## [Dataset extract]

PR #481, opened 2015-08-25
Revert "Remove genisoimage and cdrkit-cdrtools-compat dependency"

schaefi:
Reverts openSUSE/kiwi#479

### DIFF
--- a/doc/devdoc/devDocs/KIWIIsoLinux.html
+++ b/doc/devdoc/devDocs/KIWIIsoLinux.html
@@ -193,7 +193,7 @@ Called in
 <a name="new"><h2>new</h2></a>
 <p>
      Create a new KIWIIsoLinux object which is used to wrap
-     around the major mkisofs call. This code requires a
+     around the major genisoimage/mkisofs call. This code requires a
      specific source directory structure which is:
 <p>
 Defined on line: 46
@@ -215,7 +215,7 @@ Called in
 <li><a href="KIWIIsoLinux.html">KIWIIsoLinux</a> : 1174</li><li><a href="KIWIIsoLinux.html">KIWIIsoLinux</a> : 1357</li></ul>
 <a name="relocateCatalog"><h2>relocateCatalog</h2></a>
 <p>
-     mkisofs leave one sector empty (or fill it with
+     mkisofs/genisoimage leave one sector empty (or fill it with
      version info if the ISODEBUG environment variable is set) before
      starting the path table. We use this space to move the boot
      catalog there. It's important that the boot catalog is at the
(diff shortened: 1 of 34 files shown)


schaefi:
I'm sorry but the integration tests fails with the solution provided in #479 

zypper said:

```
Problem: cdrkit-cdrtools-compat-1.1.11-20.1.7.x86_64 conflicts with mkisofs provided by mkisofs-3.01~a24-2.2.1.x86_64
 Solution 1: do not install mkisofs-3.01~a24-2.2.1.x86_64
 Solution 2: do not install cdrkit-cdrtools-compat-1.1.11-20.1.7.x86_64

```

It's not a good idea to specify both

I'm sorry, reverting this

jotrk:
Hmmm.. I thought I removed all traces to cdrkit. Where does this dependency conflict come from?

All I can find is this:

```
# grep -r cdrkit *
system/boot/ix86/isoboot/suse-13.2/config.xml:        <package name="cdrkit-cdrtools-compat"/>
```

Which I'll remove, but I don't think that it solves the dependency issue.

schaefi:
It's from system/boot/ix86/isoboot/suse-13.2/config.xml, the config contained mkisofs and cdrkit-cdrtools-compat which caused the conflict. Only one is allowed

schaefi:
cdrkit-cdrtools-compat provides mkisofs, thus mkisofs should not be listed. In kiwi the first tool for iso creation is genisoimage and for backward compatibility we also can use mkisofs. The reason why the boot images contains cdrkit-cdrtools-compat and genisoimage is that it provides the isoinfo tool which is used by kiwi inside of the initrd. the compat package correctly links to the right isoinfo tool.

Adding mkisofs for SUSE should not be required at all, since sle11 is the oldest distro supported by kiwi

All in all I'm a little bit confused what we want to achieve ?

jotrk:
`cdrkit-cdrtools-compat` is based on `wodim`. `wodim` is not maintained since more than four or five years. I'd like to get rid of `wodim` in Factory, but cannot because of this dependency. `mkisofs` can also be found in `cdrtools`, `cdrkit-cdrtools-compat` actually only provides a symlink from `genisoimage` to `mkisofs`. Both versions are similar (though not completely), but `mkisofs` from `cdrtools` is actively maintained.
However, I don't know if there is an alternative to the `isoinfo` tool.

schaefi:
If we remove cdrkit-cdrtools-compat from the image descriptions kiwi should still be able to find isoinfo from /usr/lib/genisoimage/isoinfo. The kiwi code searches in both places. Thus you only have to make sure isoinfo is provided in either /usr/bin/ or /usr/lib/genisoimage

If we can make that sure cdrkit-cdrtools-compat could be deleted from the kiwi descriptions and also from the spec file.

However a compat package seems to be still required unrelated to kiwi, because of the symlinks to well known tools, e.g /usr/bin/mkisofs -> genisoimage

jotrk:
I'm not entirely sure about the compat package. Currently it only provides symlinks from {cd,dvd}record -> wodim etc. and of course from mkisofs -> genisoimage.
However, the point is, that users should use the {cd,dvd}record and mkisofs tools from cdrtools.
What I can imagine would be a cdrtools-cdrkit-compat package, providing symlinks in the other direction (wodim -> cdrecord, genisoimage -> mkisofs, etc.)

## [What you have to do]
Please return the full set of records exactly as given above.

## [Answer box]
PR #481, opened 2015-08-25
Revert "Remove genisoimage and cdrkit-cdrtools-compat dependency"

schaefi:
Reverts openSUSE/kiwi#479

### DIFF
--- a/doc/devdoc/devDocs/KIWIIsoLinux.html
+++ b/doc/devdoc/devDocs/KIWIIsoLinux.html
@@ -193,7 +193,7 @@ Called in
 <a name="new"><h2>new</h2></a>
 <p>
      Create a new KIWIIsoLinux object which is used to wrap
-     around the major mkisofs call. This code requires a
+     around the major genisoimage/mkisofs call. This code requires a
      specific source directory structure which is:
 <p>
 Defined on line: 46
@@ -215,7 +215,7 @@ Called in
 <li><a href="KIWIIsoLinux.html">KIWIIsoLinux</a> : 1174</li><li><a href="KIWIIsoLinux.html">KIWIIsoLinux</a> : 1357</li></ul>
 <a name="relocateCatalog"><h2>relocateCatalog</h2></a>
 <p>
-     mkisofs leave one sector empty (or fill it with
+     mkisofs/genisoimage leave one sector empty (or fill it with
      version info if the ISODEBUG environment variable is set) before
      starting the path table. We use this space to move the boot
      catalog there. It's important that the boot catalog is at the
(diff shortened: 1 of 34 files shown)


schaefi:
I'm sorry but the integration tests fails with the solution provided in #479 

zypper said:

```
Problem: cdrkit-cdrtools-compat-1.1.11-20.1.7.x86_64 conflicts with mkisofs provided by mkisofs-3.01~a24-2.2.1.x86_64
 Solution 1: do not install mkisofs-3.01~a24-2.2.1.x86_64
 Solution 2: do not install cdrkit-cdrtools-compat-1.1.11-20.1.7.x86_64

```

It's not a good idea to specify both

I'm sorry, reverting this

jotrk:
Hmmm.. I thought I removed all traces to cdrkit. Where does this dependency conflict come from?

All I can find is this:

```
# grep -r cdrkit *
system/boot/ix86/isoboot/suse-13.2/config.xml:        <package name="cdrkit-cdrtools-compat"/>
```

Which I'll remove, but I don't think that it solves the dependency issue.

schaefi:
It's from system/boot/ix86/isoboot/suse-13.2/config.xml, the config contained mkisofs and cdrkit-cdrtools-compat which caused the conflict. Only one is allowed

schaefi:
cdrkit-cdrtools-compat provides mkisofs, thus mkisofs should not be listed. In kiwi the first tool for iso creation is genisoimage and for backward compatibility we also can use mkisofs. The reason why the boot images contains cdrkit-cdrtools-compat and genisoimage is that it provides the isoinfo tool which is used by kiwi inside of the initrd. the compat package correctly links to the right isoinfo tool.

Adding mkisofs for SUSE should not be required at all, since sle11 is the oldest distro supported by kiwi

All in all I'm a little bit confused what we want to achieve ?

jotrk:
`cdrkit-cdrtools-compat` is based on `wodim`. `wodim` is not maintained since more than four or five years. I'd like to get rid of `wodim` in Factory, but cannot because of this dependency. `mkisofs` can also be found in `cdrtools`, `cdrkit-cdrtools-compat` actually only provides a symlink from `genisoimage` to `mkisofs`. Both versions are similar (though not completely), but `mkisofs` from `cdrtools` is actively maintained.
However, I don't know if there is an alternative to the `isoinfo` tool.

schaefi:
If we remove cdrkit-cdrtools-compat from the image descriptions kiwi should still be able to find isoinfo from /usr/lib/genisoimage/isoinfo. The kiwi code searches in both places. Thus you only have to make sure isoinfo is provided in either /usr/bin/ or /usr/lib/genisoimage

If we can make that sure cdrkit-cdrtools-compat could be deleted from the kiwi descriptions and also from the spec file.

However a compat package seems to be still required unrelated to kiwi, because of the symlinks to well known tools, e.g /usr/bin/mkisofs -> genisoimage

jotrk:
I'm not entirely sure about the compat package. Currently it only provides symlinks from {cd,dvd}record -> wodim etc. and of course from mkisofs -> genisoimage.
However, the point is, that users should use the {cd,dvd}record and mkisofs tools from cdrtools.
What I can imagine would be a cdrtools-cdrkit-compat package, providing symlinks in the other direction (wodim -> cdrecord, genisoimage -> mkisofs, etc.)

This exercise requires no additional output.